═══ DATA TO PROCESS ═══

PR #857, opened 2018-04-12
feat: make card use a placeholder image if no image is found

colincclark:
https://nidigitalsolutions.jira.com/browse/REPLAT-1670

Card will now always show a times placeholder image unless showImage prop is explicitly set to false
Added tests and stories for this eventually

### DIFF
--- a/packages/card/card.stories.js
+++ b/packages/card/card.stories.js
@@ -63,6 +63,19 @@ storiesOf("Composed/Card", module)
       </Card>
     </CardWrapper>
   ))
+  .add("Default - with placeholder", () => (
+    <CardWrapper>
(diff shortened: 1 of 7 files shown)


packages/card/card.stories.js
```diff
@@ -88,6 +101,20 @@ storiesOf("Composed/Card", module)
       </Card>
     </ReversedCardWrapper>
   ))
+  .add("Default - reversed with placeholder", () => (
```
aronshamash: Do we need 2 reversed card stories?

colincclark: this one is for the placeholder...

PR #858, opened 2018-04-12
chore: bump react to version 16.3.1

BernieSumption:


packages/storybook/src/knobs.js
```diff
@@ -0,0 +1,9 @@
+import * as nativeKnobs from "@storybook/addon-knobs/react";
```
craigbilner: what makes them `nativeKnobs`?

BernieSumption: Built-in knobs would have been more appropriate.

PR #864, opened 2018-04-13
feat: adds a11y to storybook

nikhedonia:
...and also fixes addon info


colincclark:
Having pulled the branch, the accessibility tab does not seem to provide much value. Every single story just say

> Element has insufficient color contrast of 3.84 (foreground color: #ffffff, background color: #2288cc, font size: 9.0pt, font weight: normal). Expected contrast ratio of 4.5:1

craigbilner:
agree with @colincclark we should only add addons with value

nikhedonia:
Bummer...wonder if this is expected or a bug.

PR #865, opened 2018-04-13
fix: Update video attribute

nehasri89:


aronshamash:
I think there should be some snapshots to update and maybe fixtures too.

colincclark:
what does this do?

nikhedonia:
Apparently the schema changed:
https://github.com/newsuk/times-public-api/pull/354/commits/b9d560464786bab4c58bb246220a3f4f79890c3e

Is anybody relying on the old schema with `paidonly` ?
If so we need to deprecate it first before we can rename it.

nehasri89:
@nikhedonia - no, only TC is consuming it atm

nehasri89:
@colincclark - This is to align it to the latest tpa changes for video. @aronshamash - fixtures updated

PR #867, opened 2018-04-13
Feat/REPLAT-1761/488 - article byline styling

jamesseanwright:
Covered by [REPLAT-1761](https://nidigitalsolutions.jira.com/browse/REPLAT-1761) and [REPLAT-488](https://nidigitalsolutions.jira.com/browse/REPLAT-488).


packages/article-byline/article-byline.stories.js
```diff
@@ -2,6 +2,7 @@ import React from "react";
 import { Text } from "react-native";
 import { storiesOf } from "@storybook/react-native";
 import { fonts, colours, fontSizes } from "@times-components/styleguide";
+import { boolean, selectV2, withKnobs } from "@storybook/addon-knobs";
```
colincclark: can we be consistent and use `import { select } from "@times-components/storybook";` as used elsewhere?

packages/article-byline/article-byline.stories.js
```diff
@@ -29,53 +30,52 @@ const bylineLinkStyles = {
   }
 };
 
+const sections = Object.keys(colours.section);
+
+const ArticleBylineWithCommonProps = props => (
```
colincclark: Can you create a default props object and pass that to ArticleByline instead? This could be in a func if you did not want to repeat the <Component syntax... this would be consistent with the other packages, and is less confusing than with the weird Component name

colincclark:
```
const createArticleByline = props => (
   <Article...etc
```

packages/article/fixtures/article-with-byline-author.json
```diff
@@ -0,0 +1,183 @@
+{
+  "data": {
+    "article": {
+      "id": "17e53696-3dd7-11e8-b8eb-a2b1e54e4e88",
+      "headline": "The Queen may be a child of the Prophet Muhammad",
```
colincclark: lol @ headline

packages/article-byline/article-byline.stories.js
jamesseanwright: Done!

packages/article-byline/article-byline.stories.js
jamesseanwright: I had tried this, but it didn't work with the Storybook knobs. However, I was able to work around this by writing a function for getting the common props, so that said knobs are reinvoked on each render.

packages/article/fixtures/article-with-byline-author.json
jamesseanwright: I saw it in production and just had to use it.

packages/article-byline/src/article-byline.js
```diff
@@ -16,22 +16,49 @@ const linkStyles = StyleSheet.create({
...
+const ArticleByline = ({
+  ast,
+  isCurrentEdition,
+  isPastSixDays,
+  section,
+  style,
+  onAuthorPress
+}) => {
+  const sectionStyle = {
+    color: colours.section[section] || colours.default
```
tuncaulubilge: In the native world, we are still using the old api, so I suspect the section names are not the same as tpa. Also, section colouring is done in the native apps. So for the native apps, it would be better to pass in the colour code directly, instead of a section name

jamesseanwright: Good to know, I'll take a look.

tuncaulubilge: Had a short chat with Craig on the issue. We are going to use the section value that we receive from tpa for the article, so this bit is okay. I thought we are going to pass it through the native apps but it turns out that's not the case. :+1:

packages/article-byline/src/article-byline.js
```diff
@@ -16,22 +16,49 @@ const linkStyles = StyleSheet.create({
   }
 });
 
-const ArticleByline = ({ ast, style, onAuthorPress }) =>
-  renderTrees(ast, {
+const ArticleByline = ({
+  ast,
+  isCurrentEdition,
```
aronshamash: I was thinking that the parent component would just pass a prop like `useSectionColour` and the logic for determining this prop's value would be done in the parent. I don't think having business logic in such a simple component is correct. 

The article label also needs to follow the same business rules around colour so doing it in the lower level components `articleByline` and `articleLabel` would have to be replicated.

craigbilner: yah, a byline component wouldn't have any idea about editions

packages/article-byline/src/article-byline.js
craigbilner: yes the section colour will come from TPA so this logic should be stripped

craigbilner: https://github.com/newsuk/times-public-api/pull/366/files#diff-afbcd088e21fff8c5fcca6cac0a73182R6

packages/article-byline/src/article-byline.js
jamesseanwright: @craigbilner @aronshamash I've updated it to simply take a `sectionColour` property.

jamesseanwright:
@craigbilner I've dumbified the component. Please can you take a look when you have a chance?

packages/article-byline/__tests__/web/__snapshots__/article-byline.web.test.js.snap
```diff
@@ -115,9 +142,11 @@ exports[`Article Byline test on web renders correctly with styles 1`] = `
 
 exports[`Article Byline test on web renders correctly with the author at the end 1`] = `
 Array [
-  <span>
+  <div
```
craigbilner: is `span` to a `div` expected?

jamesseanwright: Oddly, this `inline` AST entry is still rendered within a `span` in Storybook. Perhaps it's an issue with the serialiser.

jamesseanwright: Looks like it's caused by this marvellous line in `react-native-web`:

```js
const component = isInAParentText ? 'span' : 'div';
```

I'll investigate how my changes are causing this tomorrow morning.

packages/article-byline/article-byline.stories.js
```diff
@@ -29,44 +31,54 @@ const bylineLinkStyles = {
   }
 };
 
+const sectionColours = Object.assign(
```
colincclark: This loses some of the section colors. Assigning keys like this overwrites some of the keys, so the duplicates fall out of the assigned object. For example, `artsfeatures` has a value of "#622956", but so does `"#622956"`, so `artsfeatures` does not end up in the final list. This needs a rethink, and should probably then be a tested utils function

jamesseanwright: That's a good spot. The reason I'm computing this object is because our own `select` abstraction reverses the keys and the values of the object that's passed as a parameter; it worked OK for me with Storybook's own `selectV2`; could we make an exception in this case and use it directly here?

colincclark: Yes, maybe add the reason to the README if appropriate 👍

jamesseanwright: I'll add it as a comment.

jamesseanwright: I've done this, but there's still a quirk where selecting a shared colour will change it, but will then select the first occurrence of said colour in the list e.g. selecting `times2` will successfully change the colour but the rendered `select` will display `artsfeatures`. Looks like this is the behaviour of `selectV2`, so I can't work around it, but at least the missing colours are now present.

packages/article-byline/__tests__/web/__snapshots__/article-byline.web.test.js.snap
craigbilner: Looks like it uses `display:inline` if not wrapped in a `Text` element so will let it go

PR #868, opened 2018-04-13
build: add clean up to dist folder when transpile is run

colincclark:


jamesseanwright:
The `cleanup-dist` script needs to be added to the CLI.

PR #875, opened 2018-04-16
refactor: tealium package

colincclark:
- BREAKING CHANGE: new API, tealium function now takes the scheduler Class
- amended `tealium-utils` package to use the new API
- fixed, refactored and extended the tests


packages/tealium/__tests__/web/tealium.js
```diff
@@ -0,0 +1,43 @@
+import createTealiumReport from "../../src";
+import TealiumSendScheduler from "../../src/tealium-send-scheduler";
+
+jest.mock("../../src/tealium-send-scheduler");
```
craigbilner: this isn't ideal, and the index/default export thing is a little odd, could we just move the code into index and allow it ot take a scheduler?

colincclark: done

PR #876, opened 2018-04-16
feat: display secondary video

nehasri89:
This PR adds the capability to display a secondary video as a '16:9 '


aronshamash:
Do we not need the capability to display video with display `primary` and `secondary`?

nehasri89:
@aronshamash we do, now on current render we display all videos as 'primary', so a similar behaviour on TC, we ignore the display type, and display all videos as 16:9

PR #877, opened 2018-04-17
Fix: read Jest intra-monorepo dependencies from source

jamesseanwright:
Currently, when Jest runs a test from one of our monorepo packages, any other packages upon which it is dependent will be loaded from the transpiled code. This means that if we were to change the `ArticleByline` component, then the `ArticleSummary` package would be unaware of any updates when we run Jest, thus we'd have to transpile the former manually.

This PR introduces a custom transformer. It's based upon `babel-jest`, as is the `react-native` Jest preset, but any requests for `@times-components` monorepo dependencies will be read from the `src` directory instead of `dist`. This means that local changes are immediate between test re-runs.


jamesseanwright:
Had a brainwave: will reopen shortly.

nikhedonia:
Cool stuff! maybe you want to move it into a seperate package?

jamesseanwright:
@nikhedonia I was on-the-fence about this, but ultimately decided to keep it in the `jest-configurator` package as it won't be required anywhere else. Do you have any particular advantages to separating it in mind?

packages/jest-configurator/__tests__/source-loader.test.js
```diff
@@ -0,0 +1,100 @@
+import * as babelJest from "babel-jest";
+import * as fs from "fs";
+import { getCacheKey, process as transform } from "../src/source-loader";
+
+jest.mock("babel-jest");
+jest.mock("fs", () => jest.genMockFromModule("fs"));
+
+describe("source loader", () => {
+  describe("getCacheKey", () => {
```
colincclark: top tip: context is better for nesting in jest - optional

packages/jest-configurator/src/source-loader.js
```diff
@@ -0,0 +1,53 @@
...
+
+const pointToSource = (filename: string): boolean =>
+  filename.replace("dist", "src");
+
+/* Based upon the babel-jest impl, but only
+ * changes if raw source code has been updated.
+ */
+const getPackageCacheKey = (filename: string): string =>
+  crypto
+    .createHash("md5")
```
colincclark: this is kicking out a warning: `DeprecationWarning: crypto.createCredentials is deprecated. Use tls.createSecureContext instead.` weird, as `createHash()` still seems legit?

jamesseanwright: I saw this, but I thought it was a red herring thrown from another package. I'll have another look.

jamesseanwright: So it does only occur in my branch, but as you say I'm not using the deprecated method. I imagine it's being used under-the-hood in our current Node.js version. I'll dig deeper.

packages/jest-configurator/__tests__/source-loader.test.js
jamesseanwright: Are we using `context` elsewhere in the project? I can't seem to find any references to it.

nikhedonia: I think I removed `context` a while ago as after one of our updates it stopped working.
Not sure if it would still cause an issue.

colincclark: It is still in use. https://github.com/newsuk/times-components/blob/master/packages/related-articles/__tests__/shared.js#L1

PR #1625, opened 2019-01-27
fix: ios storybook app

dadederk:
The iOS Storybook app won't compile when running `yarn ios`. One of the reasons is that, if you open the project and try to compile, it is missing a config.h file.

This file gets properly created once running the configure script from the glog third party dependency. Created a script for going to the right directory and executing the configure script and added a call to that script in the `preios` step in the project's `package.json` file.


tuncaulubilge:
Needs a rebase on master, then we can merge this in

dadederk:
@tuncaulubilge Script updated. 👍 Would you mind to see if it now works for you? Thanks!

═══

Show all lines above holding the word "files".

(diff shortened: 1 of 7 files shown)
craigbilner: https://github.com/newsuk/times-public-api/pull/366/files#diff-afbcd088e21fff8c5fcca6cac0a73182R6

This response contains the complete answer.